Ronny Støbakk

Personal information
- Date of birth: 11 March 1973 (age 53)
- Position: Midfielder

Youth career
- –1992: Rosenborg

Senior career*
- Years: Team / Apps / (Gls)
- 1993–1994: Rosenborg / 9 / (2)
- 1995–1997: Strindheim
- Malvik
- Gimse

= Ronny Støbakk =

Norwegian footballer (born 1973)

Ronny Støbakk (born 11 March 1973) is a retired Norwegian football midfielder.

He played for the junior team of Rosenborg BK, and ahead of the 1993 season he was drafted into the first team. Together with Helge Aune he was the first player in recent years to achieve this feat.

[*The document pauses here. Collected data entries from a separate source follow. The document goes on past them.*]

PR #90, opened 2017-08-16
Add clear button in the central pane

### LINKED ISSUE #81: Add clear data button in the central pane
We should add a "Clear" button in the central pane to clear the current analysis model

martinRenou:
- It clears the model (empty the table and the plot)
- It is disabled when the computation is running

Fixes #81

### DIFF
--- a/force_wfmanager/central_pane/central_pane.py
+++ b/force_wfmanager/central_pane/central_pane.py
@@ -1,8 +1,8 @@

In 1993 and 1994 he amassed nine league games, scoring two goals. He also got four games in the Norwegian Football Cup as well as one UEFA Champions League game without scoring. He then joined Strindheim IL, who had won promotion to the Norwegian Premier League. The team was relegated, and after the 1997 season Støbakk mainly played for Malvik IL.
He is a lifelong Ipswich Town FC supporter and won the Norwegian Supporters cup playing for Ipswich Norway in 2018 where he was named best player of the tournament and again in 2019 competing against 36 other Norwegian supporter clubs of British football clubs.